Daiş’in yaptığı katliamlara tanık olmana rağmen gitme kararını nasıl aldın?
Bir şeyler yapmam gerektiğini hissettim. Daiş, Suriye ve Irak devletlerine karşı hızlı bir şekilde ilerliyor ve güçleniyordu. Daiş’e karşı gelebilen, gerçekten seküler, özgürlük ve demokrasi arayışında olan tek grup Kürtler’di. Suriye’de inandığım tek grup da Kürtler’di.
Britanya devletinin Suriye’li Kürtlere mücadelelerinde yardım etmelerini bekledim, çünkü bana göre, eğer onlar bizim dostlarımızsa ve bizim inandığımız şeylere inanıyorlarsa onlara yardımcı olmamız gerekirdi. Ama Britanya hükümeti destek olmadı. Ben de devletim bu konuda bir duruş sergilemediği için kendim o duruşu sergilemek istedim.

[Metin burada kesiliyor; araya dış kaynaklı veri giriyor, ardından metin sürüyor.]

PR #1923, opened 2023-10-12
Improve NetCDF detection and linking

rjdave:
TYPE: enhancement

KEYWORDS: NetCDF4, Spack-Stack, gfortran

SOURCE: David Robertson, Rutgers University

DESCRIPTION OF CHANGES:
Problem:

- NetCDF4 detection and linking is unreliable and impossible if NetCDF-C and NetCDF-Fortran reside in different directories
- gfortran is intolerant of non-initialized variables in **`mediation_integrate.F`**.

Solution:
- Refactor the detection and configuration of NetCDF dependencies and add the capability to use NetCDF-C and NetCDF-Fortran libraries that don't reside in the same directory by introducing a new variable for the NetCDF-C path.
 -  The **fname** and **n2**  `intent(out)` variables are not assigned under certain circumstances so we should initialize them to empty strings.
``` 
   ierr = 0
   fname = ""
   n2 = ""

   ! Note that computation of fname and n2 are outside of the oid IF statement
```     

LIST OF MODIFIED FILES: list of changed files (used `git diff --name-status release-v4.5.2` to get formatted list)
```
M       Makefile
M       arch/Config.pl
M       arch/postamble
M       arch/preamble
M       configure
M       share/mediation_integrate.F
```
TESTS CONDUCTED: 
1. Compiled and ran with several different configurations of NetCDF, including both shared and static versions of both split (NetCDF-C and NetCDF-Fortran in separate directories) and unified library locations. The shared library versions were from Spack-Stack; the static libraries were custom-built for my systems.
2. Ran the coupled WRF-ROMS standard test case for Hurricane Irene.
3. The Jenkins tests are all passing.

RELEASE NOTE: This PR improve the detection and linking with shared and static configurations of the NetCDF-4 libraries (split or unified) inside and outside Spack-Stack.

PR #1924, opened 2023-10-12
Remove arbitrary limiting of heat fluxes

rjdave:
Arbitrary limitation in the computation of **QFX** and **HFX**.

TYPE: bug fix

KEYWORDS: SBL

SOURCE: David Robertson, Rutgers University

DESCRIPTION OF CHANGES:
Problem:

- Arbitrary limitation in the computation of **QFX** and **HFX** in modules  **`module_sf_sfclay.F`** and **`module_sf_sfclayrev.F`** that affects the computation latent heat fluxes and sensible heat flux in coastal areas that limit fog layers.

Solution:
- Comment out the lines in **`phys/module_sf_sfclay.F`** :
 ```f90
       DO 370 I=its,ite
         QFX(I)=FLQC(I)*(QSFC(I)-QX(I))
!       QFX(I)=AMAX1(QFX(I),0.)
         LH(I)=XLV*QFX(I)
  370 CONTINUE

...

        ELSEIF(XLAND(I)-1.5.LT.0.)THEN
          HFX(I)=FLHC(I)*(THGB(I)-THX(I))
!        HFX(I)=AMAX1(HFX(I),-250.)
        ENDIF
  400 CONTINUE
```
 - Similar changes in **`phys/module_sf_sfclayrev.F`**.

LIST OF MODIFIED FILES: 
M       phys/module_sf_sfclay.F
M       phys/module_sf_sfclayrev.F

TESTS CONDUCTED: 
1. Ran the coupled WRF-ROMS standard test case for Hurricane Irene.
2. It passed regression tests.

RELEASE NOTE: This PR removed zero negative latent heat flux limit (atmosphere to water) in the revised MM5 and original MM5 surface layer schemes.

### DIFF
--- a/share/mediation_integrate.F
+++ b/share/mediation_integrate.F
@@ -1701,6 +1701,8 @@ SUBROUTINE open_hist_w ( grid , config_flags, stream, alarm_id, &
    ENDIF
 
    ierr = 0
+   fname = ""
+   n2 = ""
 
    ! Note that computation of fname and n2 are outside of the oid IF statement 
    ! since they are OUT args and may be used by callers even if oid/=0.  
--- a/share/mediation_integrate.F
+++ b/share/mediation_integrate.F
@@ -1701,8 +1701,6 @@ SUBROUTINE open_hist_w ( grid , config_flags, stream, alarm_id, &
    ENDIF
 
    ierr = 0
-   fname = ""
-   n2 = ""
 
    ! Note that computation of fname and n2 are outside of the oid IF statement 
    ! since they are OUT args and may be used by callers even if oid/=0.  
--- a/phys/module_sf_sfclay.F
+++ b/phys/module_sf_sfclay.F
@@ -892,7 +892,7 @@ CONTAINS
 !                                                                               
       DO 370 I=its,ite
         QFX(I)=FLQC(I)*(QSFC(I)-QX(I))                                     
-        QFX(I)=AMAX1(QFX(I),0.)                                            
+!       QFX(I)=AMAX1(QFX(I),0.)                                            
         LH(I)=XLV*QFX(I)
   370 CONTINUE                                                                 
                                                                                 
@@ -910,7 +910,7 @@ CONTAINS
 !         ENDIF
         ELSEIF(XLAND(I)-1.5.LT.0.)THEN                                       
           HFX(I)=FLHC(I)*(THGB(I)-THX(I))                                
-          HFX(I)=AMAX1(HFX(I),-250.)                                       
+!         HFX(I)=AMAX1(HFX(I),-250.)                                       
         ENDIF                                                                  
   400 CONTINUE                                                                 
 
--- a/phys/module_sf_sfclayrev.F
+++ b/phys/module_sf_sfclayrev.F
@@ -1041,7 +1041,7 @@ CONTAINS
 
       DO 370 I=its,ite
         QFX(I)=FLQC(I)*(QSFC(I)-QX(I))                                     
-        QFX(I)=AMAX1(QFX(I),0.)                                            
+!       QFX(I)=AMAX1(QFX(I),0.)                                            
         LH(I)=XLV*QFX(I)
   370 CONTINUE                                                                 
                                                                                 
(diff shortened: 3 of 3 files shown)

### CODE REVIEW

**Comment by weiwangncar** [comment]
@dudhia Can you comment on why the limits were needed historically?
@rjdave Can you show some comparison plots of before and after?

**Comment by hga007** [comment]
Our group has reported this limiter hack to WRF developers several times over the years, but it is still in the current version.  We have to make this correction to every version of WRF that we have used over the years.  This issue is documented in Seroka et al (2016), https://journals.ametsoc.org/view/journals/mwre/144/9/mwr-d-15-0452.1.xml. See Figure 10:

image

You may search for **250** in that publication to see an explanation in the text:

> (v) Sensitivity to latent heat flux < 0 over water

> In the WRF surface layer scheme code, a switch exists that disallows any latent heat flux < 0 W m−2. (There is also a 
switch that disallows any sensible heat flux less than −250 W m−2.) WRF convention for negative heat flux is downward, or from atmosphere to land or water surface. This sensitivity involves removing the switch disallowing negative latent heat flux. This switch removal only results in changes in latent heat flux over water, because the subsequent WRF land surface scheme modifies fluxes and already allows for latent heat flux to be negative over land.

File: share/mediation_integrate.F [hunk 1]
```diff
@@ -1701,6 +1701,8 @@ SUBROUTINE open_hist_w ( grid , config_flags, stream, alarm_id, &
    ENDIF
 
    ierr = 0
+   fname = ""
+   n2 = ""
```
dudhia, line 1706: this change looks irrelevant to the PR

dudhia:
I think these limiters have been in the code since the MM5 days. As mentioned, this only affects water when an LSM is used for land. I see no obvious need for them over oceans. It may help cooling over cold water.

share/mediation_integrate.F
hga007: @dudhia, True, but it is also needed because it triggers an error in some strict compilers. The Fortran standard dictates that every **INTENT(OUT)** variable needs to be initialized. Putting a PR for adding two lines to the code that does not affect any of the computations is somewhat absurd. Otherwise, it will be ignored during updating. However, we have a lot of users worldwide that will make a fuzz for a simple error like that. We intend to use WRF as it is distributed in this repository without change. We are trying to avoid patching WRF every time there is a release. Many users have WRF-ROMS coupled applications using the ESMF/NUOPC or MCT coupling frameworks. 

We separated our PR contribution (https://github.com/wrf-model/WRF/pull/1923) to compile WRF with the NetCDF-4 library. Are you suggesting that to make this correction, we need to separate adding these inconsequential but need to lines to **mediation_integrate.F**?

dudhia: OK, I was just making sure it was unrelated but needed. Since it is so small it can be combined in this PR. It was described in the PR I now see.

weiwangncar:
@rjdave @hga007 Even though the two line change is small, but it is un-related to the physics change. To help us to track code change easily and cleanly, I would suggest that the lines to be removed from this PR. If you don't want to make another PR, you could add it to PR1923. Either way, there is no need to replace this PR or PR1923, simply push up a new change to remove the change in mediation_integrate.F. 
@hga007 Thank you for your providing justification for this PR.

hga007:
@weiwangncar, Sorry, it is too inconvenient for us to remove it.  I hope that you can overlook that level of rigidity.

dudhia:
If you put another PR with just this change first, it might be sufficient.

rjdave:
Removed minor variable initialization in **`share/mediation_integrate.F`** from this PR and added to #1923 as requested.

Should I remove the notes about **`share/mediation_integrate.F`** from the original PR above and add to #1923?

Hopefully splitting these PRs as requested multiple times will finally get these necessary changes into WRF and help broaden the environments WRF can be compiled under.

dudhia:
Thanks. This also allows separate review by our software engineers.

weiwangncar:
@dudhia Should we consider this in the develop branch? Even though it is just two-line change for each of the subroutines, but the outcome could be significant.

dudhia:
Yes, I prefer it in the develop branch as a result changer.

weiwangncar:
@dudhia Is this ok to go?

dudhia (approved):

dudhia:
I prefer RH as being suited to the more common case of pressure-level input. Note could be added in the README that SH should probably be used for native level input.

weiwangncar (approved):

PR #1928, opened 2023-10-20
fix a typo in the single-layer urban canopy model 

DanLi-BU:
TYPE: bug fix

KEYWORDS: single-layer urban canopy model, saturated specific humidity for ground

SOURCE: Dan Li (Boston University)

DESCRIPTION OF CHANGES:
Problem:
When computing the derivative of the saturated specific humidity with respect to surface temperature for the ground in single-layer urban canopy model, the equation had a typo which involved a coefficient. It should be 0.622 (as in for example the same calculations for roof and wall) instead of 0.22. 

Solution:
Change the coefficient from 0.22 to 0.622. 

LIST OF MODIFIED FILES: 
M    phys/module_sf_urban.F

TESTS CONDUCTED: 
1. case study.

RELEASE NOTE: Fix a typo in computing the saturated specific humidity in the single-layer urban canopy model. The effect is likely small due to the calculation is relevant only in the case of rain and on impervious surfaces when using default evaporation scheme (which is set in URBPARM.TBL).

### DIFF
--- a/phys/module_sf_urban.F
+++ b/phys/module_sf_urban.F
@@ -1279,7 +1279,7 @@ ENDIF
        ES=6.11*EXP( (2.5*10.**6./461.51)*(TGP-273.15)/(273.15*TGP) ) 
        DESDT=(2.5*10.**6./461.51)*ES/(TGP**2.)
        QS0G=0.622*ES/(PS-0.378*ES)        
-       DQS0GDTG=DESDT*0.22*PS/((PS-0.378*ES)**2.) 
+       DQS0GDTG=DESDT*0.622*PS/((PS-0.378*ES)**2.) 
 
        RG1=EPSG*( RX*VFGS          &
        +EPSB*VFGW*SIG*TBP**4./60.  &


dudhia:
Agreed. Any idea of the effect?

DanLi-BU:
I have to confess that I didn't do a thorough test on its effect. My guess is that the effect of this typo is probably small, because evaporation over impervious ground in the single-layer urban canopy model only kicks in when it rains (assuming one uses the default IMP_SCHEME = 1). When it doesn't rain, this typo does not make any difference because any evaporation related calculations will be multiplied by 0 (i.e., BETG).  The effect might be stronger if one uses IMP_SCHEME = 2.

weiwangncar:
The regression test results:

    Failed Simulations are: 
    None
    None

weiwangncar:
@cenlinhe Comments?

cenlinhe:
I agree. This is a bug and the proposed fix is correct.

weiwangncar (approved):
Cenlin has reviewd this PR.

dudhia (approved):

Rojava’ya gitmeden önce hiç tanıdığın Kürt var mıydı?
Hayır.
Kararı verdiğinde ailen ve arkadaşlarınla paylaştın mı?
Tam olarak değil. Kürtler’e yardım edeceğimi ve onlarla birlikte mücadele edeceğimi söyledim ama cephede savaşacağımı söylemedim.

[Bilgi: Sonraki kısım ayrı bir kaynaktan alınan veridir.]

PR #1931, opened 2023-10-27

kkeene44:
TYPE: bug fix

SOURCE: internal

DESCRIPTION OF CHANGES:
Problem:

Solution:

LIST OF MODIFIED FILES: 
M   share/module_check_a_mundo.F

TESTS CONDUCTED: 
1. Now, if non-supported radiation options are used with ghg_input, the model stops with the following message:
                  --- ERROR: ghg_input available only for these radiation schemes: CAM, RRTM, RRTMG, RRTMG_fast 
                             OK = CAM LW with CAM SW
                  FATAL CALLED FROM FILE:  <stdin>  LINE:    2794 

### DIFF
--- a/share/module_check_a_mundo.F
+++ b/share/module_check_a_mundo.F
@@ -928,7 +928,7 @@
 #endif
 
 !-----------------------------------------------------------------------
-! Climate GHG from an input file requires coordinated pairing of
+! Climatr GHG from an input file requires coordinated pairing of
 ! LW and SW schemes, and restricts which schemes are eligible.
 ! Only radiation schemes CAM, RRTM, RRTMG, RRTMG_fast may be used.
 ! CAM LW and CAM SW must be used together.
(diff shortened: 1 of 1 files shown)


kkeene44:
@dudhia @weiwangncar 
Some of the tests failed here because if we have the model stop if anyone is using ghg_input and a physics scheme that doesn't work with it (e.g., goddard), it will fail. ghg_input is turned on, by default, in the registry. Is that what we want?

dudhia:
Good question but also dangerous to change defaults. Need to modify the
tests.

kkeene44:
@dudhia 
So maybe something like "if using anything other than CAM, RRTM, RRTMG, and RRTMG_fast, set ghg_input = 0" instead of stopping the model?

dudhia:
The problem is they won't notice and think they used it.

weiwangncar:
@kkeene44 Is it possible to add ghg_input = 0 to the namelist.input file for the failed runs in regression tests?

kkeene44:
@weiwangncar 
I've made the changes to the namelists in the regression tests. Is there a way to manually resubmit the Jenkins tests without having to modify a file?

dudhia:
Maybe you can add a blank space in a README?

weiwangncar:
@kkeene44 Unfortunately you cannot start a new test without changing the code. README files do not count.

kkeene44:
Closing and opening a different PR #1936 so that reg tests will run.

PR #1936, opened 2023-11-09

kkeene44:
TYPE: bug fix

SOURCE: internal

DESCRIPTION OF CHANGES:
Problem:

Solution:

LIST OF MODIFIED FILES:

TESTS CONDUCTED:

Now, if non-supported radiation options are used with ghg_input, the model stops with the following message:
--- ERROR: ghg_input available only for these radiation schemes: CAM, RRTM, RRTMG, RRTMG_fast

İnsani yardım etmek istemene nasıl tepki verdiler? Savaşın olduğu bir bölgeye nasıl gidebilirsin diye sorguladılar mı seni? Engel olmaya çalıştılar mı?
Beni durdurmaya çalışmadılar ama güvenli evimi bırakıp savaşmak istememi anlamıyorlardı. Beni durduramayacaklarını biliyorlardı. Ben kararlıydım ama onlar kararımdan pek memnun değillerdi.
Peki kararını verdikten sonra gitmek kolay oldu mu?
YPG’ye katılmak isteyen yabancılar için belli bir prosedür var. Gerekli kişilerle irtibata geçtim ve bir kaç hafta içerisinde ülkeye vardım.
Referans istediler mi? Nasıl inandılar sana?
Pasaportumun kopyasını ve uçuş bilgilerimi istediler. Resmi evrak istemediler. Sadece askeri eğitimimin ve sicilimin olup olmadığını sordular. Ayrıca yakınlarımın bilgilerini beyan etmemi istediler. Oraya giden herkesin sicilinin temiz olması gerekiyor. Suç işlemiş kimseyi kabul etmiyorlar. Eğer askeri eğitim almamışsan, neden katılmak istediğini de yazmak zorundasın.
Askeri anlamda eğitimin varmıydı önceden?
Tam olarak askeri eğitim aldım diyemeyiz ama British Territorial Army’nin gönüllü yedek askeri bölümüne katıldım çünkü Afganistan’a gitmek istiyordum. Ama sonra vazgeçtim ve gitmedim.
Afganistan’a gitmek isteme sebeplerin ile Rojava’ya gitme sebeplerin aynı mıydı?
Evet. İnsani meselelerle her zaman ilgilendim ve yardıma ihtiyacı olan insanlara hep destek olmak istedim.
Daha önce Ortadoğu’ya hiç gitmiş miydin?
Hayır. İlk gittiğim yer Kürdistan oldu. YPG ile gerçekten fark yaratabilme fırsatını gördüm.
Tekrar nasıl gittiğin konusuna geri dönersek…. Kararını verdin ve hazırlıklarını yaptın. İlk olarak Güney Kürdistan’a mı uçtun?
Evet. Süleymaniye’ye uçtum. Havaalanında biri beni karşıladı ve güvenli bir eve götürdü. Orada bir gece kaldım. Bir sonraki gün beni sınıra götürdüler. Iki gece sonra sınırdan beni geçirdiler. Bir süre dağda kaldım.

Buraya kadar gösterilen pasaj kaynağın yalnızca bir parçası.